• Given records:
↓
PR #557, opened 2022-04-27
feat(getting-started): note that nodejs is optional

lucasfernog:


JonasKruckenberg (changes requested):
lgtm, if you make those links you added reference-style-links too 👍🏻

PR #559, opened 2022-05-03
Feat/css cleanup

lorenzolewis:
- Move logic for loading dark header logo from custom CSS to docusaurus config
- Remove unused EthicalAds JS file and references from custom CSS
- Move Meilisearch CSS to SearchBar component module


FabianLars:
the searchbar text alignment is a little bit broken, other than that lgtm

grafik

lorenzolewis:
Thanks @FabianLars :D

Turns out that wasn't as easy as I thought since the class names aren't directly targeted in the module. Doing a bit of a workaround here so the styles are still being treated as "global", just keeping them in a slightly more organised location.

FabianLars (approved):

PR #563, opened 2022-05-04
Feat/benchmarks move to docs

lorenzolewis:
This started as a pet peeve of mine that the benchmark page didn't have the sidebars like the docs, but then turned into a full-blown logic re-write:

- Migrate content from `pages/benchmarks.js` to `docs/benchmarks.md`
- Create `BenchmarkChart` component
- Combine logic from `pages/benchmarks.js` and `utils/benchmarks.js` into the above component
- Add Netlify redirect since changing from a page to a doc changes the url
- Update `sidebar.js` to now point to benchmark doc
- Adapt bulleted list of tests to a table at the top of the benchmark page
- Minor grammar fixes on benchmarks page

Remaining open items (help is much appreciated):

- [ ] Dynamically update `options.theme.mode` based on Docusaurus `useColorMode.isDarkMode` property in BenchmarkChart component
- [ ] "Binary size" raw data looks like there are duplicates specifically for `wry_rlib`. Currently filtering this out and not rendering

Changes:

- [ ] I've removed the links to the GitHub commits for each datapoint as they were finicky before and I don't see the value to them.
- [ ] Also removed the "header" containing the commit hash for the tooltip as it wasn't that most informative IMHO


lorenzolewis:
Pending https://github.com/tauri-apps/benchmark_results/pull/2 to be merged to fix date format issue in Wry data

FabianLars (approved):
We really need that new data 😂 other than that lgtm

PR #567, opened 2022-05-07
Update Release Candidate Announcement Banner Style

hslee2008:
# Problem - 1
desktop-margin

In Desktop and Mobile, the banner has margin of 10px on the top which makes the banner look squashed.

# Problem - 2

mobile-link

In Mobile, the links goes to a new line and it is hard to understand at first sight.

# Solution
For problem 1, remove `margin: 10px`.
For problem 2, add id to the link and use `display: block` when screen width is less than 500px.

# Fixed
desktop-margin-fixed
mobile-link-fixed


lorenzolewis (approved):
Awesome, thanks a million!

PR #569, opened 2022-05-07
Revise Architecture

lorenzolewis:
Overall refinements to the architecture page on the site.

- Remove a duplicated Architecture page
- Add redirect for removed dup page
- Add links to guides and docs where relevant
- Remove the "Workflows" section and replace with "Next Steps" linking to guides covering topics in previous Workflows section
- Capitalisation fixes


lorenzolewis:
Converting back to a draft, planning to put in some sort of a diagram

lorenzolewis:
Added in Mermaid for architecture. Note that the correct syntax is in the diagram to properly flow the diagram but there is currently a bug in Mermaid that makes flowing objects with connections not work. I couldn't find a workaround for this currently.

FabianLars (approved):

PR #575, opened 2022-05-08
Remove unused code in search bar

hslee2008:
useDocusaurusContext is not used in search bar component.
Removing it does not effect the search bar.


FabianLars (approved):
thanks

PR #577, opened 2022-05-08
Feat/lottie-player Dependency

lorenzolewis:
Previously the JS for the Lottie animation on the index page had the raw player JS in the project. This removes that and instead relies on the NPM package for Lottie Player.


FabianLars:
Side note: An automatic bundle size benchmark on PRs would be nice 😅

FabianLars:
Hmmm, can we make it a little bit smaller again? Or do you prefer it that like this?

Oh and is it trivial to prevent the layout shift?

lorenzolewis:
I want to remove Lottie completely for the v1.0 home page ideally

FabianLars:
Okay then let's get this out of the way for now

FabianLars (approved):

Issue #900, opened 2022-04-20
SimpleObject: error: lifetime may not live long enough


bbigras:
I got some weird error after using `#[graphql(complex)]` and `#[ComplexObject]` on other struct.

So the affected struct doesn't have the "complex" thing.

I'm probably using nested `ComplexObject` that uses some dataloaders.

I'll try to make a minimal, reproducible example.

## Actual Behavior

```
13 | #[derive(Debug, PartialEq, SimpleObject)]
   |                            -^^^^^^^^^^^
   |                            |
   |                            let's call the lifetime of this reference `'2`
   |                            let's call the lifetime of this reference `'1`
   |                            associated function was supposed to return data with lifetime `'1` but it is returning data with lifetime `'2`
   |                            in this derive macro expansion
   |
  ::: /home/bbigras/.cargo/registry/src/github.com-1ecc6299db9ec823/async-graphql-derive-3.0.38/src/lib.rs:47:1
```

## Steps to Reproduce the Problem

1.
2.
3.

## Specifications

- Version: 3.0.38
- Platform: NixOS 22.05 (Quokka) x86_64
- Subsystem:

sunli829:
Please provide an example that reproduces this error.

kennetpostigo:
I get the same thing locally since i've updated async-graphql, it happens sporadically

kennetpostigo:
↑
• Task instructions: Retype, exactly and only, the lines running from the one with "## Specifications" through the final line of the listing above.

• Your response:
## Specifications

- Version: 3.0.38
- Platform: NixOS 22.05 (Quokka) x86_64
- Subsystem:

sunli829:
Please provide an example that reproduces this error.

kennetpostigo:
I get the same thing locally since i've updated async-graphql, it happens sporadically

kennetpostigo:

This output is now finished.